PR #2241, opened 2025-06-24
refactor(Tiles): move transform into schema

chohner:
just came across this slightly complex schema and cleaned up the transformation a little bit.

I would also propose to delete the `StrapiTile.test.ts` since it now only tests uninteresting zod library code

### DIFF
--- a/app/components/inputs/tile/TileRadio.tsx
+++ b/app/components/inputs/tile/TileRadio.tsx
@@ -91,7 +91,9 @@ function TileRadio({
             <TileTag tagDescription={tagDescription} />
           </div>
           <span className="ds-label-01-bold">{title}</span>
-          {description && <RichText html={description} />}
+          {description && (
+            <RichText className="ds-subhead" html={description} />
+          )}
         </div>
       </label>
     </div>
--- a/app/services/validation/__test__/richtext.test.ts
+++ b/app/services/validation/__test__/richtext.test.ts
@@ -1,6 +1,5 @@
 import { type SafeParseError } from "zod";
 import { listRenderer } from "~/services/cms/models/StrapiList";
-import { createTileRenderer } from "~/services/cms/models/StrapiTile";
 import { buildRichTextValidation } from "~/services/validation/richtext";
 
 describe("richtext validation", () => {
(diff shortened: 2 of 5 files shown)


app/components/inputs/tile/TileRadio.tsx
```diff
@@ -90,8 +89,14 @@ function TileRadio({
             )}
             <TileTag tagDescription={tagDescription} />
           </div>
-          <span className="ds-label-01-bold">{title}</span>
-          {description && <RichText html={description} />}
+          <div>
+            <p className="ds-label-01-bold">{title}</p>
+            {description && (
+              <p id={descriptionId} className="ds-subhead ds-body-01-reg">
+                {description}
```
pgurusinga, line 96: Why do you remove the rich text? Would you change the Strapi too?

app/services/validation/__test__/richtext.test.ts
```diff
@@ -46,17 +45,6 @@ describe("richtext validation", () => {
   });
 
   describe("custom renderers", () => {
-    test("uses custom tile renderer", () => {
-      const paragraphText = "Some paragraph";
-      const tileRenderer = createTileRenderer("some-value");
-      expect(
-        buildRichTextValidation(tileRenderer).safeParse(paragraphText),
```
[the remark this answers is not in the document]
chohner: was this used by tiles? maybe makes sense to do that in a separate commit?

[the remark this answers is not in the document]
aaschlote: it was added only for the tiles, as we don't use the richtext anymore, we can get rid of it as well.

app/components/inputs/tile/TileRadio.tsx
aaschlote: Let's at least make the PR for Strapi before to merge this changes, so we don't forget it.

chohner: does anyone know what happens if I just change the field type to string? will the data disappear? 😢

aaschlote: In the App or in Strapi? In the App, it's ok, but if you add a markdown in the content, it'll print a markdown.

pgurusinga: luckily only 2 places with tiles

PR #2245, opened 2025-06-25
Refactor formular action upload files

aaschlote:
### Changes

- Create function `handleFileUpload` to handle upload and delete files. Add tests
- Change functions `uploadUserFile` and `buildFileUploadError` to return the type `ValidationErrorResponseData` when an error is presented instead of the function `validationError`
- Remove props `deleteButtonLabel` of the component `FileUploadInfo` and call inside the component the translation

### Disclaimer
It was not possible to create a new router to handle files due the following reasons:

- The `FileUpload` component is wrapped in a `form` element, and since nesting form elements is not allowed in HTML, we can’t place another `form` inside it.
- Due to restrictions for users without JavaScript, we can only trigger a new route using either a `form` submission or an `href` link. However, using a `form` is not viable because of the nesting limitation mentioned above. Using an `href` isn’t straightforward either, since the router interprets href navigation as a loader call, whereas the file upload process requires an action. Moreover, files can’t be submitted via `href`, as there's no mechanism to include file data in such requests.

Ticket: https://digitalservicebund.atlassian.net/browse/ZOV-310

### DIFF
--- a/app/components/TableOfContents.tsx
+++ b/app/components/TableOfContents.tsx
@@ -30,13 +30,13 @@ const TableOfContents = ({
             {links.map((link) => (
               <li key={link.text ?? link.url}>
                 <StandaloneLink
-                  className="visited:text-black !text-black"
+                  className="visited:text-black !text-black flex"
                   url={link.url}
                   text={link.text ?? ""}
                   icon={
-                    <ArrowDownward className="h-[1em] w-[1em] inline-block" />
+                    <ArrowDownward className="h-[1em] w-[1em] shrink-0 my-[0.25em]" />
                   }
-                ></StandaloneLink>
+                />
               </li>
             ))}
           </ul>


judithmh (approved):

app/services/upload/buildFileUploadError.ts
```diff
@@ -9,21 +12,18 @@ import { type UserData } from "~/domains/userData";
...
-      ),
-    },
-    validationResult.submittedData,
-  );
+): ValidationErrorResponseData {
+  return {
+    fieldErrors: Object.fromEntries(
+      Object.entries(validationResult.error?.fieldErrors ?? {})
+        .map(([key, val]) => [key.split(".")[0], val])
+        .filter(([key]) => key === inputName),
```
pgurusinga, line 25: Non-blocking one, but can we make this more readable? since Vite will optimise the code, we could do something like this:

```ts
const fieldErrors = validationResult.error?.fieldErrors ?? {};
const filteredFieldErrors = filterFieldErrorsByInputName(fieldErrors, inputName);

  return {
    fieldErrors: filteredFieldErrors,
    repopulateFields: validationResult.submittedData,
  };
  ```

File: app/services/flow/formular/fileUpload/handleFileUpload.server.ts [hunk 2]
```diff
@@ -0,0 +1,82 @@
...
+    [fieldName]: (userData[fieldName] as ArrayData).filter(
+      (_, index) => index !== inputIndex,
+    ),
+  };
+}
+
+const actionFile = (formAction: string) => {
+  if (formAction.startsWith("fileUpload")) return "upload";
+  if (formAction.startsWith("deleteFile")) return "delete";
+  return "unknown";
```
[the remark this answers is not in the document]
aaschlote: do you mean rename the function name or the current value `unknown`?

app/services/upload/buildFileUploadError.ts
aaschlote: I can do it, but what do you mean `Vite will optimise the code`?

pgurusinga: Vite will compile and minify the code

pgurusinga (approved):

PR #2260, opened 2025-06-27
Fix array item deletion no JS redirection

aaschlote:
### Problem

- User without JS are deleting an array item and redirect to the action url page

### Changes

- Add a hidden input to see if the user has JS enabled
- Redirect to the pathname in case the user has not JS enabled

### DIFF
--- a/app/routes/action.delete-array-item.ts
+++ b/app/routes/action.delete-array-item.ts
@@ -1,4 +1,4 @@
-import type { ActionFunctionArgs } from "react-router";
+import { redirect, type ActionFunctionArgs } from "react-router";
 import { logWarning } from "~/services/logging";
 import { validatedSession } from "~/services/security/csrf/validatedSession.server";
 import { getSessionManager } from "~/services/session.server";
@@ -21,7 +21,7 @@ export const action = async ({ request }: ActionFunctionArgs) => {
     return new Response(resultFormData.error.message, { status: 422 });
   }
 
-  const { arrayName, index, flowId } = resultFormData.value;
+  const { arrayName, index, flowId, pathname } = resultFormData.value;
 
   const { getSession, commitSession } = getSessionManager(flowId);
   const cookieHeader = request.headers.get("Cookie");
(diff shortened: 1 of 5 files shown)


app/services/session.server/arrayDeletion.ts
```diff
@@ -33,7 +34,7 @@ export function getArrayDataFromFormData(formData: FormData): Result<
 
   const { flowId } = parsePathname(pathname as string);
 
-  return Result.ok({ arrayName, index, flowId });
+  return Result.ok({ arrayName, index, flowId, pathname: pathname as string });
```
....
● EXERCISE AIM
Repeat all of the records exactly.

● OUTPUT OF THE EXERCISE
PR #2241, opened 2025-06-24
refactor(Tiles): move transform into schema

chohner:
just came across this slightly complex schema and cleaned up the transformation a little bit.

I would also propose to delete the `StrapiTile.test.ts` since it now only tests uninteresting zod library code

### DIFF
--- a/app/components/inputs/tile/TileRadio.tsx
+++ b/app/components/inputs/tile/TileRadio.tsx
@@ -91,7 +91,9 @@ function TileRadio({
             <TileTag tagDescription={tagDescription} />
           </div>
           <span className="ds-label-01-bold">{title}</span>
-          {description && <RichText html={description} />}
+          {description && (
+            <RichText className="ds-subhead" html={description} />
+          )}
         </div>
       </label>
     </div>
--- a/app/services/validation/__test__/richtext.test.ts
+++ b/app/services/validation/__test__/richtext.test.ts
@@ -1,6 +1,5 @@
 import { type SafeParseError } from "zod";
 import { listRenderer } from "~/services/cms/models/StrapiList";
-import { createTileRenderer } from "~/services/cms/models/StrapiTile";
 import { buildRichTextValidation } from "~/services/validation/richtext";
 
 describe("richtext validation", () => {
(diff shortened: 2 of 5 files shown)


app/components/inputs/tile/TileRadio.tsx
```diff
@@ -90,8 +89,14 @@ function TileRadio({
             )}
             <TileTag tagDescription={tagDescription} />
           </div>
-          <span className="ds-label-01-bold">{title}</span>
-          {description && <RichText html={description} />}
+          <div>
+            <p className="ds-label-01-bold">{title}</p>
+            {description && (
+              <p id={descriptionId} className="ds-subhead ds-body-01-reg">
+                {description}
```
pgurusinga, line 96: Why do you remove the rich text? Would you change the Strapi too?

app/services/validation/__test__/richtext.test.ts
```diff
@@ -46,17 +45,6 @@ describe("richtext validation", () => {
   });
 
   describe("custom renderers", () => {
-    test("uses custom tile renderer", () => {
-      const paragraphText = "Some paragraph";
-      const tileRenderer = createTileRenderer("some-value");
-      expect(
-        buildRichTextValidation(tileRenderer).safeParse(paragraphText),
```
[the remark this answers is not in the document]
chohner: was this used by tiles? maybe makes sense to do that in a separate commit?

[the remark this answers is not in the document]
aaschlote: it was added only for the tiles, as we don't use the richtext anymore, we can get rid of it as well.

app/components/inputs/tile/TileRadio.tsx
aaschlote: Let's at least make the PR for Strapi before to merge this changes, so we don't forget it.

chohner: does anyone know what happens if I just change the field type to string? will the data disappear? 😢

aaschlote: In the App or in Strapi? In the App, it's ok, but if you add a markdown in the content, it'll print a markdown.

pgurusinga: luckily only 2 places with tiles

PR #2245, opened 2025-06-25
Refactor formular action upload files

aaschlote:
### Changes

- Create function `handleFileUpload` to handle upload and delete files. Add tests
- Change functions `uploadUserFile` and `buildFileUploadError` to return the type `ValidationErrorResponseData` when an error is presented instead of the function `validationError`
- Remove props `deleteButtonLabel` of the component `FileUploadInfo` and call inside the component the translation

### Disclaimer
It was not possible to create a new router to handle files due the following reasons:

- The `FileUpload` component is wrapped in a `form` element, and since nesting form elements is not allowed in HTML, we can’t place another `form` inside it.
- Due to restrictions for users without JavaScript, we can only trigger a new route using either a `form` submission or an `href` link. However, using a `form` is not viable because of the nesting limitation mentioned above. Using an `href` isn’t straightforward either, since the router interprets href navigation as a loader call, whereas the file upload process requires an action. Moreover, files can’t be submitted via `href`, as there's no mechanism to include file data in such requests.

Ticket: https://digitalservicebund.atlassian.net/browse/ZOV-310

### DIFF
--- a/app/components/TableOfContents.tsx
+++ b/app/components/TableOfContents.tsx
@@ -30,13 +30,13 @@ const TableOfContents = ({
             {links.map((link) => (
               <li key={link.text ?? link.url}>
                 <StandaloneLink
-                  className="visited:text-black !text-black"
+                  className="visited:text-black !text-black flex"
                   url={link.url}
                   text={link.text ?? ""}
                   icon={
-                    <ArrowDownward className="h-[1em] w-[1em] inline-block" />
+                    <ArrowDownward className="h-[1em] w-[1em] shrink-0 my-[0.25em]" />
                   }
-                ></StandaloneLink>
+                />
               </li>
             ))}
           </ul>


judithmh (approved):

app/services/upload/buildFileUploadError.ts
```diff
@@ -9,21 +12,18 @@ import { type UserData } from "~/domains/userData";
...
-      ),
-    },
-    validationResult.submittedData,
-  );
+): ValidationErrorResponseData {
+  return {
+    fieldErrors: Object.fromEntries(
+      Object.entries(validationResult.error?.fieldErrors ?? {})
+        .map(([key, val]) => [key.split(".")[0], val])
+        .filter(([key]) => key === inputName),
```
pgurusinga, line 25: Non-blocking one, but can we make this more readable? since Vite will optimise the code, we could do something like this:

```ts
const fieldErrors = validationResult.error?.fieldErrors ?? {};
const filteredFieldErrors = filterFieldErrorsByInputName(fieldErrors, inputName);

  return {
    fieldErrors: filteredFieldErrors,
    repopulateFields: validationResult.submittedData,
  };
  ```

File: app/services/flow/formular/fileUpload/handleFileUpload.server.ts [hunk 2]
```diff
@@ -0,0 +1,82 @@
...
+    [fieldName]: (userData[fieldName] as ArrayData).filter(
+      (_, index) => index !== inputIndex,
+    ),
+  };
+}
+
+const actionFile = (formAction: string) => {
+  if (formAction.startsWith("fileUpload")) return "upload";
+  if (formAction.startsWith("deleteFile")) return "delete";
+  return "unknown";
```
[the remark this answers is not in the document]
aaschlote: do you mean rename the function name or the current value `unknown`?

app/services/upload/buildFileUploadError.ts
aaschlote: I can do it, but what do you mean `Vite will optimise the code`?

pgurusinga: Vite will compile and minify the code

pgurusinga (approved):

PR #2260, opened 2025-06-27
Fix array item deletion no JS redirection

aaschlote:
### Problem

- User without JS are deleting an array item and redirect to the action url page

### Changes

- Add a hidden input to see if the user has JS enabled
- Redirect to the pathname in case the user has not JS enabled

### DIFF
--- a/app/routes/action.delete-array-item.ts
+++ b/app/routes/action.delete-array-item.ts
@@ -1,4 +1,4 @@
-import type { ActionFunctionArgs } from "react-router";
+import { redirect, type ActionFunctionArgs } from "react-router";
 import { logWarning } from "~/services/logging";
 import { validatedSession } from "~/services/security/csrf/validatedSession.server";
 import { getSessionManager } from "~/services/session.server";
@@ -21,7 +21,7 @@ export const action = async ({ request }: ActionFunctionArgs) => {
     return new Response(resultFormData.error.message, { status: 422 });
   }
 
-  const { arrayName, index, flowId } = resultFormData.value;
+  const { arrayName, index, flowId, pathname } = resultFormData.value;
 
   const { getSession, commitSession } = getSessionManager(flowId);
   const cookieHeader = request.headers.get("Cookie");
(diff shortened: 1 of 5 files shown)


app/services/session.server/arrayDeletion.ts
```diff
@@ -33,7 +34,7 @@ export function getArrayDataFromFormData(formData: FormData): Result<
 
   const { flowId } = parsePathname(pathname as string);
 
-  return Result.ok({ arrayName, index, flowId });
+  return Result.ok({ arrayName, index, flowId, pathname: pathname as string });
```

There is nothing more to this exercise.